Recent data from London have shown that HIV infected patients originating from Africa are at increased risk of developing tuberculosis, yet they are rarely offered preventive treatment.6 Furthermore, these patients may be unaware of their HIV status at presentation.6 7 Notification rates in black Africans have more than doubled recently, from 60.4/100 000 in 1988 to 135.2/100 000 in 1993. In contrast, rates have fallen in West Indians, people from the Indian subcontinent, and white people (J Watson, personal communication). With the high prevalence of HIV infection in parts of Africa and the global spread of HIV to other areas endemic for tuberculosis, tuberculosis clinics should be encouraged to increase testing for HIV.8

In New York City the prevalence of tuberculosis is four times the American national rate, with nosocomial spread and multidrug resistant tuberculosis (that is, tuberculosis resistant to isoniazid and rifampicin with or without resistance to other antimicrobials) reaching a peak in the early 1990s. Enhanced infection control programmes in institutions (along with directly observed therapy) have contributed substantially to the more recent rate reductions.9 Microbial typing by restriction fragment length polymorphism can improve the detection of nosocomial spread and help detect clusters in the community.10 However, there is now greater possibility of litigation if procedures for infection control are not followed. Recent British recommendations encouraging a coordinated local approach are welcome but will need significant additional resources if they are to be adopted.11

Until recently, Britain has experienced only low levels of drug resistant tuberculosis. Between 1982 and 1991 only 0.6% of primary isolates were resistant to isoniazid and rifampicin.12 Provisional figures for 1994 in London, however, show 2.8% of isolates from north Thames and 1.4% of isolates from south Thames region are multidrug resistant.13 Recent evidence suggests the risk of drug resistance and, in particular, multidrug resistance is significantly greater in the HIV infected population, particularly among those who have been treated for tuberculosis before.4

Directly observed therapy for tuberculosis reduces the prevalence of acquired drug resistance, relapse, and, perhaps in the long term, primary drug resistance.5 In Britain, as in the United States, it is recommended for “non-compliant patients, and those likely to be non-compliant.”14 However, compliance with antituberculous treatment is notoriously unpredictable. In Britain there is a national shortage of clinical nurse specialists in tuberculosis, and district nurses may be unwilling or unable to take on this service. As a result, directly observed therapy cannot be implemented effectively.

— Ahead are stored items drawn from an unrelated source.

Issue #2145, opened 2025-05-23
Build fails with `GTSAM_TANGENT_PREINTEGRATION` off


p-zach:
## Description

When building with `GTSAM_TANGENT_PREINTEGRATION` off, the build fails because `preintegrated()` is not a member of `PreintegratedImuMeasurements`, which the compiler discovers upon creating `navigation.cpp` from `navigation.i`. It is not a member because it doesn't exist in `ManifoldPreintegration`, which `PreintegratedImuMeasurements` inherits from instead of `TangentPreintegration` (where `preintegrated()` does exist) when `GTSAM_TANGENT_PREINTEGRATION` is off.

## Steps to reproduce

1. Set up GTSAM to build Python wrapper
2. Turn off `GTSAM_TANGENT_PREINTEGRATION`
3. Try to build

## Expected behavior

The build succeeds.

## Environment

- Windows 10
- Python 3.11
- GTSAM 4.3a0

## Additional information

My current solution is commenting out the `preintegrated()` line:
https://github.com/borglab/gtsam/blob/ce5f93f4a0c3c59bd1ff0604f64fd41c279a41ce/gtsam/navigation/navigation.i#L168
Permanent solutions would be either providing a real or dummy implementation in `ManifoldPreintegration` or officially removing `preintegrated()` from `navigation.i`.

dellaert:
I think, with the plethora of new integration methods coming, we should actually use a template argument to decide between integration methods. I'll look into this.

PR #2157, opened 2025-06-01
Add template for IMU backend selection to move away from compiler flag

p-zach:
## Description

This PR refactors `ImuFactor`, `ImuFactor2`, `CombinedImuFactor`, and their associated `Preintegrated*Measurements` classes to use a template-based approach for selecting the underlying preintegration method (Manifold or Tangent). This change allows  users to choose a preintegration backend without requiring GTSAM to be recompiled with different flags, while maintaining full backward compatibility.

## Motivation & Background

Previously, the choice between `ManifoldPreintegration` and `TangentPreintegration` was controlled by the `GTSAM_TANGENT_PREINTEGRATION` preprocessor flag at GTSAM compile time.

This refactor addresses this limitation by:
1.  Introducing templated versions of the IMU factor and preintegrated measurements classes
2.  Parameterizing these templates by the preintegration backend type via the preintegrated measurements class
3.  Maintaining backward compatibility by providing `typedef`s for the original class names (e.g., `ImuFactor`) which default to the backend selected by the `GTSAM_TANGENT_PREINTEGRATION` flag (via `DefaultPreintegrationBackend`).

## Key Changes

*   **Templated Classes:**
    *   `PreintegratedImuMeasurements` -> `PreintegratedImuMeasurementsT<PreintegrationBackend>`
    *   `PreintegratedCombinedMeasurements` -> `PreintegratedCombinedMeasurementsT<PreintegrationBackend>`
    *   `ImuFactor` -> `ImuFactorT<PIMType_ = PreintegratedImuMeasurements>`
    *   `ImuFactor2` -> `ImuFactor2T<PIMType_ = PreintegratedImuMeasurements>`
    *   `CombinedImuFactor` -> `CombinedImuFactorT<PIMType_ = PreintegratedCombinedMeasurements>`
*   **Backward Compatibility Typedefs:**
    *   `typedef PreintegratedImuMeasurementsT<DefaultPreintegrationBackend> PreintegratedImuMeasurements;` (and similar for Combined)
    *   `typedef ImuFactorT<> ImuFactor;` (and similar for ImuFactor2, CombinedImuFactor), which use the default `PIMType_` that in turn uses `DefaultPreintegrationBackend`.
*   **SFINAE for Backend-Specific Methods:** Methods like `mergeWith` and static `Merge` functions, previously guarded by `#ifdef GTSAM_TANGENT_PREINTEGRATION`, are now enabled using SFINAE (substitution failure is not an error, a C++ paradigm) only for `TangentPreintegration`-based instantiations. These are also now defined in the header files instead of the .cpp files.
*   **Explicit Instantiations:** Explicit template instantiations for both `ManifoldPreintegration` and `TangentPreintegration` backends are provided in the `.cpp` files. This ensures that:
    *   Implementations can reside in `.cpp` files.
    *   Commonly used instantiations are pre-compiled and exported from the GTSAM library.
    *   Users linking against GTSAM can use these common instantiations without needing the full template method definitions.
*   **Robustness for Dependent Names:** `this->` is used consistently when accessing members of templated base classes (`PreintegrationBackend`) to ensure correct name lookup in dependent contexts, particularly for portability across compilers.

## How to Use

**1. Backward Compatible Usage (no code change needed):**
Existing code using `gtsam::ImuFactor`, `gtsam::PreintegratedImuMeasurements`, etc., will continue to work as before. The preintegration backend will be determined by how GTSAM was compiled (i.e., the `GTSAM_TANGENT_PREINTEGRATION` flag).

```cpp
// Old code - still works, uses GTSAM's compiled default backend
gtsam::PreintegratedImuMeasurements pim(params, bias);
// ... integrate measurements ...
gtsam::ImuFactor factor(keyPose1, keyVel1, keyPose2, keyVel2, keyBias, pim);
```

**2. Explicit Backend Selection (new):**
Users can now explicitly choose the preintegration backend at their own compile time, regardless of GTSAM's compilation flags.

**Example: Explicitly using `ManifoldPreintegration`**
```cpp
#include <gtsam/navigation/ImuFactor.h>
#include <gtsam/navigation/ManifoldPreintegration.h>

// Define the PIM type using ManifoldPreintegration as the backend
typedef gtsam::PreintegratedImuMeasurementsT<gtsam::ManifoldPreintegration> MyManifoldPim;

// Create an ImuFactor that uses this PIM type
typedef gtsam::ImuFactorT<MyManifoldPim> MyManifoldImuFactor;

// --- Usage ---
std::shared_ptr<gtsam::PreintegrationParams> params = /* ... initialize ... */;
gtsam::imuBias::ConstantBias bias; // Or your estimated bias

MyManifoldPim pim(params, bias);
// ... pim.integrateMeasurement(...) ...

gtsam::Key keyPose1(1), keyVel1(2), keyPose2(3), keyVel2(4), keyBias(5);
MyManifoldImuFactor factor(keyPose1, keyVel1, keyPose2, keyVel2, keyBias, pim);
```

**Example: Explicitly using `TangentPreintegration`**
```cpp
#include <gtsam/navigation/ImuFactor.h>
#include <gtsam/navigation/TangentPreintegration.h>

// Define the PIM type using TangentPreintegration as the backend
typedef gtsam::PreintegratedImuMeasurementsT<gtsam::TangentPreintegration> MyTangentPim;

// Create an ImuFactor that uses this PIM type
typedef gtsam::ImuFactorT<MyTangentPim> MyTangentImuFactor;

// --- Usage (similar to above) ---
std::shared_ptr<gtsam::PreintegrationParams> params = /* ... initialize ... */;
gtsam::imuBias::ConstantBias bias;

MyTangentPim pim(params, bias);
// ... pim.integrateMeasurement(...) ...

gtsam::Key keyPose1(1), keyVel1(2), keyPose2(3), keyVel2(4), keyBias(5);
MyTangentImuFactor factor(keyPose1, keyVel1, keyPose2, keyVel2, keyBias, pim);

// If using TangentPreintegration, Merge methods are available:
// MyTangentPim merged_pim = MyTangentImuFactor::Merge(pim1, pim2);
```

## Note

Code changes generated by Gemini; I went over them with a fine-toothed comb and tested. PR description also partially generated by Gemini for the sake of full coverage of changes.

Please suggest changes, as this is a pretty comprehensive overhaul @varunagrawal @ProfFan @dellaert

### DIFF
--- a/gtsam/navigation/CombinedImuFactor.cpp
+++ b/gtsam/navigation/CombinedImuFactor.cpp
@@ -21,6 +21,8 @@
  **/
 
 #include <gtsam/navigation/CombinedImuFactor.h>
+#include <gtsam/navigation/ManifoldPreintegration.h>
+#include <gtsam/navigation/TangentPreintegration.h>
 #if GTSAM_ENABLE_BOOST_SERIALIZATION
 #include <boost/serialization/export.hpp>
 #endif
@@ -58,33 +60,37 @@ bool PreintegrationCombinedParams::equals(const PreintegratedRotationParams& oth
 }
 
 //------------------------------------------------------------------------------
-// Inner class PreintegratedCombinedMeasurements
+// Inner class PreintegratedCombinedMeasurementsT
 //------------------------------------------------------------------------------
-void PreintegratedCombinedMeasurements::print(const string& s) const {
-  PreintegrationType::print(s);
+template <class PreintegrationBackend>
+void PreintegratedCombinedMeasurementsT<PreintegrationBackend>::print(const string& s) const {
+  PreintegrationBackend::print(s);
   cout << "  preintMeasCov [ " << preintMeasCov_ << " ]" << endl;
 }
 
 //------------------------------------------------------------------------------
-bool PreintegratedCombinedMeasurements::equals(
-    const PreintegratedCombinedMeasurements& other, double tol) const {
-  return PreintegrationType::equals(other, tol)
+template <class PreintegrationBackend>
+bool PreintegratedCombinedMeasurementsT<PreintegrationBackend>::equals(
+    const PreintegratedCombinedMeasurementsT<PreintegrationBackend>& other, double tol) const {
+  return PreintegrationBackend::equals(other, tol)
       && equal_with_abs_tol(preintMeasCov_, other.preintMeasCov_, tol);
 }
 
 //------------------------------------------------------------------------------
-void PreintegratedCombinedMeasurements::resetIntegration() {
+template <class PreintegrationBackend>
+void PreintegratedCombinedMeasurementsT<PreintegrationBackend>::resetIntegration() {
   // Base class method to reset the preintegrated measurements
-  PreintegrationType::resetIntegration();
+  PreintegrationBackend::resetIntegration();
   preintMeasCov_.setZero();
 }
 
 //------------------------------------------------------------------------------
-void PreintegratedCombinedMeasurements::resetIntegration(
+template <class PreintegrationBackend>
+void PreintegratedCombinedMeasurementsT<PreintegrationBackend>::resetIntegration(
     const gtsam::Matrix6& Q_init) {
   // Base class method to reset the preintegrated measurements
-  PreintegrationType::resetIntegration();
-  p().biasAccOmegaInt = Q_init;
+  PreintegrationBackend::resetIntegration();
+  this->p().biasAccOmegaInt = Q_init;
   preintMeasCov_.setZero();
 }
 
@@ -103,7 +109,8 @@ void PreintegratedCombinedMeasurements::resetIntegration(
 #define D_g_g(H) (H)->block<3,3>(12,12)
 
 //------------------------------------------------------------------------------
-void PreintegratedCombinedMeasurements::integrateMeasurement(
+template <class PreintegrationBackend>
+void PreintegratedCombinedMeasurementsT<PreintegrationBackend>::integrateMeasurement(
     const Vector3& measuredAcc, const Vector3& measuredOmega, double dt) {
   if (dt <= 0) {
     throw std::runtime_error(
@@ -113,7 +120,7 @@ void PreintegratedCombinedMeasurements::integrateMeasurement(
   // Update preintegrated measurements.
   Matrix9 A; // Jacobian wrt preintegrated measurements without bias (df/dx)
   Matrix93 B, C;  // Jacobian of state wrpt accel bias and omega bias respectively.
-  PreintegrationType::update(measuredAcc, measuredOmega, dt, &A, &B, &C);
+  PreintegrationBackend::update(measuredAcc, measuredOmega, dt, &A, &B, &C);
 
   // Update preintegrated measurements covariance: as in [2] we consider a first
   // order propagation that can be seen as a prediction phase in an EKF
@@ -144,10 +151,10 @@ void PreintegratedCombinedMeasurements::integrateMeasurement(
 
   // propagate uncertainty
   // TODO(frank): use noiseModel routine so we can have arbitrary noise models.
-  const Matrix3& aCov = p().accelerometerCovariance;
-  const Matrix3& wCov = p().gyroscopeCovariance;
-  const Matrix3& iCov = p().integrationCovariance;
-  const Matrix6& bInitCov = p().biasAccOmegaInt;
+  const Matrix3& aCov = this->p().accelerometerCovariance;
+  const Matrix3& wCov = this->p().gyroscopeCovariance;
+  const Matrix3& iCov = this->p().integrationCovariance;
+  const Matrix6& bInitCov = this->p().biasAccOmegaInt;
 
   // first order uncertainty propagation
   // Optimized matrix mult: (1/dt) * G * measurementCovariance * G.transpose()
@@ -174,8 +181,8 @@ void PreintegratedCombinedMeasurements::integrateMeasurement(
       (vel_H_acc * (aCov / dt) * vel_H_acc.transpose())  //
       + (vel_H_biasAccInit * bInitCov11 * vel_H_biasAccInit.transpose());
 
-  D_a_a(&G_measCov_Gt) = dt * p().biasAccCovariance;
-  D_g_g(&G_measCov_Gt) = dt * p().biasOmegaCovariance;
+  D_a_a(&G_measCov_Gt) = dt * this->p().biasAccCovariance;
+  D_g_g(&G_measCov_Gt) = dt * this->p().biasOmegaCovariance;
 
   // OFF BLOCK DIAGONAL TERMS
   D_R_t(&G_measCov_Gt) =
@@ -197,23 +204,10 @@ void PreintegratedCombinedMeasurements::integrateMeasurement(
 }
 
 //------------------------------------------------------------------------------
-// CombinedImuFactor methods
+// CombinedImuFactorT methods
 //------------------------------------------------------------------------------
-CombinedImuFactor::CombinedImuFactor(Key pose_i, Key vel_i, Key pose_j,
-    Key vel_j, Key bias_i, Key bias_j,
-    const PreintegratedCombinedMeasurements& pim) :
-    Base(noiseModel::Gaussian::Covariance(pim.preintMeasCov_), pose_i, vel_i,
-        pose_j, vel_j, bias_i, bias_j), _PIM_(pim) {
-}
-
-//------------------------------------------------------------------------------
-gtsam::NonlinearFactor::shared_ptr CombinedImuFactor::clone() const {
-  return std::static_pointer_cast<gtsam::NonlinearFactor>(
-      gtsam::NonlinearFactor::shared_ptr(new This(*this)));
-}
-
-//------------------------------------------------------------------------------
-void CombinedImuFactor::print(const string& s,
+template <class PIMType_>
+void CombinedImuFactorT<PIMType_>::print(const string& s,
     const KeyFormatter& keyFormatter) const {
   cout << (s.empty() ? s : s + "\n") << "CombinedImuFactor("
        << keyFormatter(this->key<1>()) << "," << keyFormatter(this->key<2>()) << ","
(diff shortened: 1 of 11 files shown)


p-zach:
Related to https://github.com/borglab/gtsam/issues/2145

> I think, with the plethora of new integration methods coming, we should actually use a template argument to decide between integration methods.

p-zach:
Will look into solution for Linux & Mac failures. I guess this shows Windows is superior...

dellaert:
Excellent!
Quick Q: why would I have to typedef the IMU factor? Does the type of PIM matter? I thought they had a common base class.

gtsam/navigation/ImuFactor.h
```diff
@@ -65,10 +68,11 @@ typedef ManifoldPreintegration PreintegrationType;
  *
  * @ingroup navigation
  */
-class GTSAM_EXPORT PreintegratedImuMeasurements: public PreintegrationType {
-
-  friend class ImuFactor;
-  friend class ImuFactor2;
+template <class PreintegrationBackend>
+class GTSAM_EXPORT PreintegratedImuMeasurementsT: public PreintegrationBackend {
```
dellaert: Is it not simpler to just do
```
template <class PreintegrationType=tangentPreintegration>
class PreintegratedImuMeasurements : public PreintegrationType {
```
Or does that not work?

gtsam/navigation/CombinedImuFactor.cpp
```diff
@@ -296,10 +292,40 @@ Vector CombinedImuFactor::evaluateError(const Pose3& pose_i,
...
+// Instantiate operator<<
+template GTSAM_EXPORT std::ostream& operator<<<PreintegratedCombinedMeasurementsT<ManifoldPreintegration>>(
+    std::ostream& os, const CombinedImuFactorT<PreintegratedCombinedMeasurementsT<ManifoldPreintegration>>& f);
+template GTSAM_EXPORT std::ostream& operator<<<PreintegratedCombinedMeasurementsT<TangentPreintegration>>(
+    std::ostream& os, const CombinedImuFactorT<PreintegratedCombinedMeasurementsT<TangentPreintegration>>& f);
+
+
 }  // namespace gtsam
+
+// Undefine macros to prevent scope leakage
```
dellaert: Don’t understand these, and if needed they’re for a different PR I think

varunagrawal:
@p-zach I'll look at this on Thursday if that's okay? I need to finish up some stuff before then.

gtsam/navigation/ImuFactor.h
p-zach: That would also work. The format `...T` is a pattern used when refactoring a class from concrete to templated, since changing how the concrete type works might cause issues elsewhere in the code in certain scenarios. If you prefer this version I can make that work

p-zach:
> why would I have to typedef the IMU factor? Does the type of PIM matter? I thought they had a common base class.

They do, and it wouldn't need to be templated but for the `Merge` functions. Since we can't control the declaration of those functions by compiler flag anymore, it has to be with SFINAE, so it needs a template.

gtsam/navigation/ImuFactor.h
dellaert: No, I understand now.

dellaert:
> > why would I have to typedef the IMU factor? Does the type of PIM matter? I thought they had a common base class.
> 
> They do, and it wouldn't need to be templated but for the `Merge` functions. Since we can't control the declaration of those functions by compiler flag anymore, it has to be with SFINAE, so it needs a template.

Ah, so, if we did not use SFINAE, but just threw “not implemented”, it would work without templating IMUFactor? I’d prefer that, for sure. It would keep this PR - and disruption- small.

dellaert:
@varunagrawal , @ProfFan i’ll work with porter on this.

p-zach:
> Ah, so, if we did not use SFINAE, but just threw “not implemented”, it would work without templating IMUFactor?

Well, that would work, but then the user would lose the ability to choose the PIM backend of IMUFactor--it would be determined by whatever the default is, based on the compiler flag. So that would defeat the purpose. (I forgot about that in my above response, my bad)

dellaert:
> > Ah, so, if we did not use SFINAE, but just threw “not implemented”, it would work without templating IMUFactor?
> 
> Well, that would work, but then the user would lose the ability to choose the PIM backend of IMUFactor--it would be determined by whatever the default is, based on the compiler flag. So that would defeat the purpose. (I forgot about that in my above response, my bad)

Unless the IMUFactor takes a base class ref, right? Then it can accept any PIM derived from the base PIM class

p-zach:
Hmm. Dependency injection might work, but I have a feeling it might cause other problems. It's not immediately clear to me how to make that backwards compatible, and for e.g. the static Merge method I think there would be awkward issues. I will take a look at that approach and get back to you.

varunagrawal:
Cool

p-zach:
Fixed those build errors, just difference in compiler strictness for MSVC vs. GCC/Clang.

Dependency injection would work, but it wouldn't be as easy as just passing in a `PreintegrationBase` and being done with it. `ImuFactor` uses `preintMeasCov()` which is only within `Preintegrated...Measurements`. So we'd need to make a new interface or something for `ImuFactor` to have access to everything it needs. We would lose the compile-time safety for the `Merge` methods, which is fine, but something to consider.

p-zach:
@dellaert I put together a PR showing the effect of de-templating IMU factor #2166. C++ interfaces are finicky--I think it is not what we want.

gtsam/navigation/ImuFactor.cpp
```diff
@@ -30,28 +32,32 @@ namespace gtsam {
 using namespace std;
 
 //------------------------------------------------------------------------------
-// Inner class PreintegratedImuMeasurements
+// Inner class PreintegratedImuMeasurementsT
 //------------------------------------------------------------------------------
-void PreintegratedImuMeasurements::print(const string& s) const {
-  PreintegrationType::print(s);
+template <class PreintegrationBackend>
```
dellaert: Prefer keeping the name `PreintegrationType`

gtsam/navigation/CombinedImuFactor.h
```diff
@@ -77,45 +77,44 @@ class GTSAM_EXPORT PreintegratedCombinedMeasurements
    */
   Eigen::Matrix<double, 15, 15> preintMeasCov_;
 
-  friend class CombinedImuFactor;
+  template <class PIMType_> friend class CombinedImuFactorT;
```
dellaert: Could we just use `PIM` instead of PIMType_ ?

gtsam/navigation/CombinedImuFactor.h
```diff
@@ -300,17 +302,24 @@ class GTSAM_EXPORT CombinedImuFactor
  public:
   GTSAM_MAKE_ALIGNED_OPERATOR_NEW
 };
-// class CombinedImuFactor
+// class CombinedImuFactorT
+
+// For backward compatibility:
+typedef CombinedImuFactorT<> CombinedImuFactor;
```
dellaert: For these default typedefs, let’s use `using`

gtsam/navigation/ImuFactor.cpp
```diff
@@ -254,6 +186,29 @@ Vector ImuFactor2::evaluateError(const NavState& state_i,
 }
 
 //------------------------------------------------------------------------------
+// Explicit instantiations
```
dellaert, line 189: Excellent!

gtsam/navigation/ImuFactor.h
```diff
@@ -27,12 +27,15 @@
...
 #include <gtsam/base/debug.h>
 
+#include <type_traits> // For std::is_same, std::enable_if
+ 
 namespace gtsam {
 
+// Determine default preintegration backend
 #ifdef GTSAM_TANGENT_PREINTEGRATION
-typedef TangentPreintegration PreintegrationType;
+typedef TangentPreintegration DefaultPreintegrationBackend;
```
dellaert: DefaultPreintegrationType

dellaert (approved):
Awesome. Some name change and style requests, but otherwise a fantastic PR. I will merge after those edits have been made.

Thanks also for exploring the other option - you were right that this is better.

gtsam/navigation/CombinedImuFactor.h
p-zach: Yes. Do you also want that for inside the factors? Then we would have `PIM _PIM_`.

p-zach: On second look, this makes sense

p-zach:
Wow, I was really quite puzzled at this not passing checks when I hadn't really changed anything... just realized we have new ones! However it does raise the problem that I hadn't thought of -- are we ok with breaking code if users were relying on `PreintegrationType` for the sake of renaming it to the more clear/intentional `DefaultPreintegrationType`? If not, we can keep `PreintegrationType` as representing the default and change the name that PIMs are templated on (e.g. back to `PreintegrationBackend`, or something else). Let me know your thoughts @dellaert and I'll make the change and we can get this merged. I will also add the relevant info to the docs in this PR.

dellaert:
> Wow, I was really quite puzzled at this not passing checks when I hadn't really changed anything... just realized we have new ones! However it does raise the problem that I hadn't thought of -- are we ok with breaking code if users were relying on `PreintegrationType` for the sake of renaming it to the more clear/intentional `DefaultPreintegrationType`? If not, we can keep `PreintegrationType` as representing the default and change the name that PIMs are templated on (e.g. back to `PreintegrationBackend`, or something else). Let me know your thoughts @dellaert and I'll make the change and we can get this merged. I will also add the relevant info to the docs in this PR.

I think that the current naming is more clear, and this CI failure is an atypical/rare case and easily fixed. So, I’m ok with this backwards compatibility issue.

gtsam/navigation/CombinedImuFactor.h
```diff
@@ -206,31 +208,28 @@ class GTSAM_EXPORT PreintegratedCombinedMeasurements
...
  public:
  private:
-  typedef CombinedImuFactor This;
+  typedef CombinedImuFactorT<PIMType_> This;
   typedef NoiseModelFactorN<Pose3, Vector3, Pose3, Vector3,
                             imuBias::ConstantBias, imuBias::ConstantBias>
       Base;
 
-  PreintegratedCombinedMeasurements _PIM_;
+  PIMType_ _PIM_;
```
dellaert: I would rename to 
```
PIM pim_;
```

gtsam/navigation/ImuFactor.h
```diff
@@ -167,30 +184,28 @@ class GTSAM_EXPORT PreintegratedImuMeasurements: public PreintegrationType {
...
     imuBias::ConstantBias> {
 private:
 
-  typedef ImuFactor This;
+  typedef ImuFactorT<PIMType_> This;
   typedef NoiseModelFactorN<Pose3, Vector3, Pose3, Vector3,
       imuBias::ConstantBias> Base;
 
-  PreintegratedImuMeasurements _PIM_;
+  PIMType_ _PIM_;
```
dellaert: Same

dellaert:
Ready to merge?

p-zach:
Yes. Wanted to make sure all the tests passed since there was a weird segfault last time.

dellaert:
Thanks @p-zach !!!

HIV associated tuberculosis is a barometer for tuberculosis control. Efforts should be concentrated on early identification of patients with infectious tuberculosis, early initiation of effective treatment, and effective screening of patients with tuberculosis for HIV and vice versa. Improved control of tuberculosis in this group and in the population as a whole will depend on improved facilities for isolating patients with infectious tuberculosis and wider use of directly observed therapy. Additional resources and funding are needed.